Irish Examiner view: EU must learn from Covid errors

Everyday consumer issues cannot be discounted
Irish Examiner view: EU must learn from Covid errors

European Commission president Ursula von der Leyen. Picture: Gareth Chaney/Collins

Perspective is everything, context is usually, or at least it should be, definitive. Judgement, without a reasonable appreciation of prevailing circumstances can be worthless. 

Our relationship with the EU offers many questions, some specific some spectacularly grand and complex. Context can, almost, be made to measure. 

Our place within that community, our commitment to it, and its recognition of our needs, offer many ways to approach, sustain, and develop that relationship.

On what might be called pocket-book, everyday consumer-facing issues the level playing field promised by the single market has not brought the benefits expected. We, because of VRT — up to 37% — pay well above EU norms for cars. 

Our out-of-kilter mortgage rates, a regular theme for Michael McGrath, the minister for public expenditure and reform since June, while he was in opposition, persist. Those gouging rates contribute to our housing crisis, social and transgenerational injustice too. 

Constraints around buying insurance from a Continental source is another bugbear.

That the EU may prevent holidaymakers buying alcohol or cigarettes at local prices while visiting other EU countries — whenever that happens — would rub salt into that wound. 

Ireland’s wine prices are, by some distance, the EU’s highest. We are the second most expensive for spirits and third-highest for beer. 

In a consultation launched on Tuesday, the EU argued that holidaymakers should pay excise duties at their national rates rather than those imposed where they buy various products. 

The EU is also considering lower limits on the quantity of alcohol or cigarettes holidaymakers can buy. 

In our pandemic world, where vaccine wars simmer just beneath the surface, and as Brexit’s sunny uplands are clouded, these measures may seem inconsequential — but then, so did the long-ago imposition of Vat on children’s shoes, a tax that brought an administration to a premature end.

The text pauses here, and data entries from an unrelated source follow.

PR #5736, opened 2017-02-23
SI-10206 tighten fix for SI-6899

adriaanm:
There are more supertypes of `AnyRef` than you might think:
`?{def clone: ?}` is one example...

scala/bug#6899

### DIFF
--- a/src/compiler/scala/tools/nsc/typechecker/Implicits.scala
+++ b/src/compiler/scala/tools/nsc/typechecker/Implicits.scala
@@ -134,11 +134,6 @@ trait Implicits {
   private val improvesCache = perRunCaches.newMap[(ImplicitInfo, ImplicitInfo), Boolean]()
   private val implicitSearchId = { var id = 1 ; () => try id finally id += 1 }
 
-  private def isInvalidConversionSource(tpe: Type): Boolean = tpe match {
-    case Function1(in, _) => in <:< NullClass.tpe
-    case _                => false
-  }
-
   def resetImplicits() {
     implicitsCache.clear()
     infoMapCache.clear()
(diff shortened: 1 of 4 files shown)


src/compiler/scala/tools/nsc/typechecker/Implicits.scala
```diff
@@ -1388,27 +1383,30 @@ trait Implicits {
...
-              result = SearchFailure
-          case _                 => false
-        }
-        if (settings.isScala211 && isInvalidConversionSource(pt)) {
-          maybeInvalidConversionError("an expression of type Null is ineligible for implicit conversion")
-          result = SearchFailure
+          // SI-10206 don't use subtyping to rule out AnyRef/AnyVal: there are several valid structural types that are supertypes of AnyRef (e.g., created by HasMember);
+          // typeSymbol will do the trick (AnyRef is a type alias for Object)
+          case Function1(in, out)  =>
+            val outSym = out.typeSymbol
```
retronym: I think I like this approach better than mine. Another thing I was thinking about in was whether we might accidentally be contributing unwanted constraints to type variables in `out` in the old approach using `<:<`. Your approach also avoids that.

Noting that if `out` is itself a refinement type of `AnyRef`, `.typeSymbol` will not give us `AnyRefClass` (which is a good thing here, as we don't want to disallow that.

One corner case might be `AnnotatedTypes` with an annotation checker that treats `AnyRef @foo`  as distinct from `AnyRef` and uses implicits to model conversions between the two?

adriaanm: Good catch on the annotated types! I'll add an exclusion for those.

SethTisue:
is there any risk to targeting 2.11.x here? 2.12.x being the safer choice generally

adriaanm:
I'm comfortable with it, but I'll let Jason decide in his review. I think this is both narrow and enough of an improvement to just include here.

adriaanm:
@retronym, could you enter your final review verdict using the System

retronym (changes requested):
I'd like to see the test case from SI-10206 included, otherwise LGTM.

https://github.com/retronym/scala/blob/a58d8e89beb748ad8a2208322a0cf539a6b9c85c/test/files/pos/t10206.scala

adriaanm:
Tests added

adriaanm:
ping @retronym

retronym (approved):

som-snytt:
It was issue 6899.

SethTisue:
title fixed, ticket link added to PR description

som-snytt:
(Paulp had made the error on the mailing list, so this might have been an in-joke which I ruined.)

PR #5737, opened 2017-02-23
SI-10206 Fix implicit views for inapplicable overloads in Any-{Ref,Val}

retronym:
Implicit search implements a restruction that the target type for an
implicit view should be more specific that AnyRef or AnyVal.

  scala> def foo(s: String): AnyVal = s
  <console>:12: error: the result type of an implicit conversion must be more specific than AnyVal
         def foo(s: String): AnyVal = s
                                      ^
Without this, an implicit value classes over `String` would be applied,
which is unlikely to be what was intended.

Implicit views are implemented as an implicit search for a function type
with a structural type as its result. This structural type is created
with:

    scala> val schema = analyzer.HasMethodMatching.apply(TermName("clone"), Nil, WildcardType)
    schema: $r.intp.global.analyzer.global.Type = ?{def clone(): ?}

The quirk arises when, as above, we're seeking a member with the same name
as a member of AnyRef. AnyRef is seen to be a subtype of the result type:

   scala> AnyRefClass.tpe <:< schema
   res23: Boolean = true

Which leads to the implicit in the test case being disqualified. The typer
opts to report the error about the inapplicability of the inherited clone
method, so we don't even know why the implicit was discarded.

This commit limits the check against AnyRef/AnyVal to fully defined
result types, which exclude wildcard and abstract types.

This change is limited to -Xsource:2.13 (although that will
be available in the 2.12 series of compilers.)

I've manually tested that we're bug compatible under older -Xsource settings.
I didn't add this as a test case.

```
⚡ qscalac -Xsource:2.13 test/files/pos/t10206.scala

⚡ qscalac -Xsource:2.12 test/files/pos/t10206.scala
test/files/pos/t10206.scala:11: error: method clone in class Object cannot be accessed in Foo
 Access to protected method clone not permitted because
 prefix type Foo does not conform to
 object Main where the access take place
  println(foo.clone(1, 2))    // <- does not compile
              ^
one error found

⚡ qscalac -Xsource:2.11 test/files/pos/t10206.scala
test/files/pos/t10206.scala:11: error: method clone in class Object cannot be accessed in Foo
 Access to protected method clone not permitted because
 prefix type Foo does not conform to
 object Main where the access take place
  println(foo.clone(1, 2))    // <- does not compile
              ^
one error found
```


retronym:
Let's consider this a review for #5736

SethTisue:
somebody owes somebody a coke

adriaanm:
How about some Talisker? Funny how this one proved so irresistible :-)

That those suggestions follow a disastrous few days for the EU, particularly its leadership and bureaucracy, is significant.

Article 16

The incomprehension that invoked Article 16 is the very incomprehension that would dismiss any negative reaction to changes in how EU citizens can take advantage of market differences. 

At a moment when so many forces and individuals are determined, by any means, to exploit EU vulnerabilities, a new sensitivity is required and not just around the price of a holiday bottle of Rioja or Ripasso.

EU membership is the best thing that happened this island since independence and it is not too hard to argue for an even longer timeframe. 

After all, the opportunity independence promised was not made real until we joined the community. 

It is reassuring therefore that Commission president Ursula von der Leyen has expressed regret over the misuse of Article 16. 

This shows that she, unlike so many of her peers, has the capacity to learn and to acknowledge error.

The EU is still, despite the vaccine cock-ups and the glaring fact that it is far from perfect, and so very hard to reform, the only game in town, no matter what perspective you take.